:: THE TASK ::
The expected answer is the set of lines in the data below between the line holding "missing meta-tags" and the line holding "Because video.content.twitterCardImage now", inclusive, written out exactly.
┌──
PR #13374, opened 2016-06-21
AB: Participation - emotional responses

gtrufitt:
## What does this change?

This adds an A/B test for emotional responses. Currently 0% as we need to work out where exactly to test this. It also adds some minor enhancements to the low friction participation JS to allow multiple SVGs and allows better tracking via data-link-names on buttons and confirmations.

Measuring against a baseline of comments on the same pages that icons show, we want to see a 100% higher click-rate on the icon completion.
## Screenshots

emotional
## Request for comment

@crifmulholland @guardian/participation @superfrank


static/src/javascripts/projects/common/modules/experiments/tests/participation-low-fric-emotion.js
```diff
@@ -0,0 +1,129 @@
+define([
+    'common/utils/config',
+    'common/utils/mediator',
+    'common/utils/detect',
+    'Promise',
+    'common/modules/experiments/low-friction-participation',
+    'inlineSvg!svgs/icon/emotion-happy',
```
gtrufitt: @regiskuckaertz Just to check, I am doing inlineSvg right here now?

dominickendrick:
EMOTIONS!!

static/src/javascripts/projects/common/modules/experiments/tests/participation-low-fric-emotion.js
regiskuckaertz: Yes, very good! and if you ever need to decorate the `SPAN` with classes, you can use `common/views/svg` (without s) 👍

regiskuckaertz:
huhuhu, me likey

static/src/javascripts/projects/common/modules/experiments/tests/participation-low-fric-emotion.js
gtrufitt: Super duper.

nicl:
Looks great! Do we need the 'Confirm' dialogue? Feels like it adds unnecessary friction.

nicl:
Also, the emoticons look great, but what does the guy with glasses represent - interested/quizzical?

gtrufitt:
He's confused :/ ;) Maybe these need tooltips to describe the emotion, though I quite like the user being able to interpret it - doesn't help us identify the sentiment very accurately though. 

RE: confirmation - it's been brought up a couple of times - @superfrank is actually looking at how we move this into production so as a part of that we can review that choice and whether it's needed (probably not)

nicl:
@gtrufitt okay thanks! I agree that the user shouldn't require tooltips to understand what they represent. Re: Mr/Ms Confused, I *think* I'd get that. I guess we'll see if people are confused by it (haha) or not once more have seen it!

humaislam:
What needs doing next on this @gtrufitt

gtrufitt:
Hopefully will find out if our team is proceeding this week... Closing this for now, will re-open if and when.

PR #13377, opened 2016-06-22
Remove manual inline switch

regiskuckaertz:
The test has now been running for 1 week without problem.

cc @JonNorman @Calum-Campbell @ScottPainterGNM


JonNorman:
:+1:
└──
┌──
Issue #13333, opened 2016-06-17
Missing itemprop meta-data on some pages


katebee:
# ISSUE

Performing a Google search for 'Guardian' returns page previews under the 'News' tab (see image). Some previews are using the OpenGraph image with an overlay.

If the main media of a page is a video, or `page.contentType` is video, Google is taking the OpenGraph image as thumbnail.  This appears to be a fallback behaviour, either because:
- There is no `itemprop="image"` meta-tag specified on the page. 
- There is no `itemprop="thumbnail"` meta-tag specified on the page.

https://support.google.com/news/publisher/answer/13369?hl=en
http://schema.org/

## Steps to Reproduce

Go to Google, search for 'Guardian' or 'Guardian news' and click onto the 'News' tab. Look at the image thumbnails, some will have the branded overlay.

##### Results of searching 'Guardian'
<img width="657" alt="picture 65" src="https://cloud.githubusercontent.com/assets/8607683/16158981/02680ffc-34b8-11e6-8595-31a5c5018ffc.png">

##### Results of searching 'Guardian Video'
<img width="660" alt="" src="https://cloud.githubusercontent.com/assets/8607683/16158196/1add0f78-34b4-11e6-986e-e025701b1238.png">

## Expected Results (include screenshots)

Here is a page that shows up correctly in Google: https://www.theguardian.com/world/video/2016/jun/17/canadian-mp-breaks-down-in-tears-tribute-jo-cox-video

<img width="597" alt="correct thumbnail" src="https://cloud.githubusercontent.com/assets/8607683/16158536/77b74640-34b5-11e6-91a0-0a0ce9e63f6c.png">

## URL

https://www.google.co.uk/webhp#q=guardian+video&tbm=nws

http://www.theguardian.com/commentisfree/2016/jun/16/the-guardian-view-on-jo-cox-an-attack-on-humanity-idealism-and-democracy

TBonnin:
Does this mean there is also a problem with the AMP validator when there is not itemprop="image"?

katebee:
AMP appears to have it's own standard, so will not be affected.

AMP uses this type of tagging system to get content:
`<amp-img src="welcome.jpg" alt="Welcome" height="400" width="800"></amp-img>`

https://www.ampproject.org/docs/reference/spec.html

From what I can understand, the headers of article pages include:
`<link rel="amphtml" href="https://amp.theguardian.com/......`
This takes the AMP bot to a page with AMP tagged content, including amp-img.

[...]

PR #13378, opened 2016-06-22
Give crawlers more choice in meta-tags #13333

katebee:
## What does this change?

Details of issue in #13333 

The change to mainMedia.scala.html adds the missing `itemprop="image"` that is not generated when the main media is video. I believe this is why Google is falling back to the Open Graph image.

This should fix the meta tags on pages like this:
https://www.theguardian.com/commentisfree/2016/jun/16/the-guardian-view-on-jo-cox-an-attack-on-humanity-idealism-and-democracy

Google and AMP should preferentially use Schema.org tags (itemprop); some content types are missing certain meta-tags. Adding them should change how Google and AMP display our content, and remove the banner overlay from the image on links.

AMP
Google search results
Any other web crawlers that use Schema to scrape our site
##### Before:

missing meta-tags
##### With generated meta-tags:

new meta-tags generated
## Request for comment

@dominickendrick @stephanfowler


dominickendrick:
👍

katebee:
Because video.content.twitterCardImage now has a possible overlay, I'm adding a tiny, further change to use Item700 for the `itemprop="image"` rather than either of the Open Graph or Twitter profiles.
└──
┌──
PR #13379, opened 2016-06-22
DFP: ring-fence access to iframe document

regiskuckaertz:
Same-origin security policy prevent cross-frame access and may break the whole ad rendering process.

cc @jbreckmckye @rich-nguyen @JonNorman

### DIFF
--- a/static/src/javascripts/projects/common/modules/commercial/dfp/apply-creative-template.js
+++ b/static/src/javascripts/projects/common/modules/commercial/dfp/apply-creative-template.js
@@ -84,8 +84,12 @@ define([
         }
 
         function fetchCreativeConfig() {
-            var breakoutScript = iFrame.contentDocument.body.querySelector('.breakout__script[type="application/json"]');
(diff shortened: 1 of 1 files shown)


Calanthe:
└──
:: COMPLETED TASK ::
missing meta-tags
##### With generated meta-tags:

new meta-tags generated
## Request for comment

@dominickendrick @stephanfowler


dominickendrick:
👍

katebee:
Because video.content.twitterCardImage now has a possible overlay, I'm adding a tiny, further change to use Item700 for the `itemprop="image"` rather than either of the Open Graph or Twitter profiles.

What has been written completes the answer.